I like cats more than other animals. Alongside their evolutionary advantages–retractable claws, night vision, a tail, lighting reflexes, etc.–Mother Nature imbued these creatures with grace, majesty, and personalities unequaled within the animal kingdom. Don’t @ me.
That last phenomena, personality, merits closer attention. Cats have personalities. My cat Mycroft, for example, is shy but loquacious, snuggly but fiercely independent. He has moods. He is unpredicable in ways a dog or hamster could never be. But am I just describing every cat? I confess I’ve only ever had one cat (and pet), so I’m willing to concede, for the sake of argument, that I’m merely projecting personality traits on everyday cat behavior. Is Mycroft just like every other cat?
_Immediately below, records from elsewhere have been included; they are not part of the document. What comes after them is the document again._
PR #407, opened 2017-04-24
Add `onTestReplicaComplete` hook

### LINKED ISSUE #406: Add `ghost-on-test-on-replica-complete` hook
As I've been setting up continuously running migrations, I've managed to accumulate a few scripts that I have been running following  the completion of a `--test-on-replica` run that I think are worth automating. Here are some of the actions I've been taking:

- Run `pt-table-checksum` against the two tables, post the row and diff results to our metrics collector
- Run MySQL checksums against the two tables, post the results checksum results to our metrics collector
- Update the originating pull request with the results (tables, checksum output, run time)
- Snapshotting replica lag during the migration from our metrics collector
- Post results to our chat to inform everyone that everything is 👌  and isn't on 🔥 

Being the fan of automation that I am, I checked the [hook definitions](https://github.com/github/gh-ost/blob/master/go/logic/hooks.go#L20-L34) however I couldn't find anything that was appropriate for this use case. The [gh-ost-on-before-cut-over](https://github.com/github/gh-ost/blob/master/go/logic/hooks.go#L27) is close however I'm only interested in doing this for test on replica runs at the moment - not all of them.

Is this something you'd be looking to add to `gh-ost` hooks? I'm happy to open a PR with the changes but just wanted to check and make sure I wasn't missing anything obvious before spending time on it.

jacobbednarz:
When doing `--test-on-replica` runs, it's common to want to perform some
sort of integrity checks against the data and schema of your tables. To
cater for this in a more automated means, this adds a new hook
`onTestReplicaComplete` which is fired once the migration is completed
and cutover but before replication is restarted to ensure consistency
with rows.

Closes #406


go/logic/migrator.go
```diff
@@ -396,6 +396,10 @@ func (this *Migrator) handleCutOverResult(cutOverError error) (err error) {
 	// Only on error:
 
 	if this.migrationContext.TestOnReplica {
+		if err := this.hooksExecutor.onTestReplicaComplete(); err != nil {
```
jacobbednarz: Is this the correct spot for it? I am aiming to have this run after replication has stopped, cutover is performed but before the replication is started again. I _think_ this is where it should be however I'd like some more 👀  in case I've buggered something up here.

jacobbednarz:
👉 @shlomi-noach

go/logic/migrator.go
shlomi-noach: Whoops missed this one. Is this the correct spot? It greatly depends on what you want to achieve! 
The name `onTestReplicaComplete` is certainly not fitting to this place; the migration is not complete.

In fact, when the test-on-replica is complete, `gh-ost` just bails out without restarting the replication. So I do believe the normal "migration complete" hook should just work well for you. We use it that way, and just pass completely different hooks to the test-on-replica invocation.

jacobbednarz: My apologies! I thought #406 and the description conveyed what I was after however it doesn't appear I did 😞  The intention was to have a hook that could be used with `--test-on-replica` runs and would run before the cut over would happen (and not on all migrations, just the test ones) to do things like integrity checks + checksumming whilst the replication was stopped and not yet complete.

> We use it that way, and just pass completely different hooks to the test-on-replica invocation.

I did explore this but could have been doing it wrong. What do you use to differentiate between the two types of migrations? Would you mind sharing a simple example of how you're achieving this?

shlomi-noach:
@jacobbednarz we use different `--hooks-path` for production migrations and for test-migrations.

Here are the hooks we have:

screen shot 2017-06-13 at 14 50 36

for test-on-replica, we're less in need of hooks because once `gh-ost` terminates the two tables are in place, replication is stopped. We don't need a hook, we just wait for process to complete. Then our script drops the _ghost_ table and starts replication.

jacobbednarz:
Ah, I remember why this was differing from the `cut-over` hook. I was looking to only run some actions when `--test-on-replica` was used. Your idea of different hook paths might also be enough for this.

shlomi-noach:
I suspect the different hook path will indeed solve your problem; but please let me know if you hit something different.

jacobbednarz:
Going with your option of multiple paths, thanks for the idea!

For an answer, I turned to two of my favorite things: Cat Town Cafe and R.
Cat Town Cafe is a non-profit adoption center in Oakland. They keep updated profiles of cats
available for adoption on their website, including effusive descriptions of each cat’s personality. Perfect! Let’s scrape the desciptions
and put the tidytext
package to work. My scraping function is below.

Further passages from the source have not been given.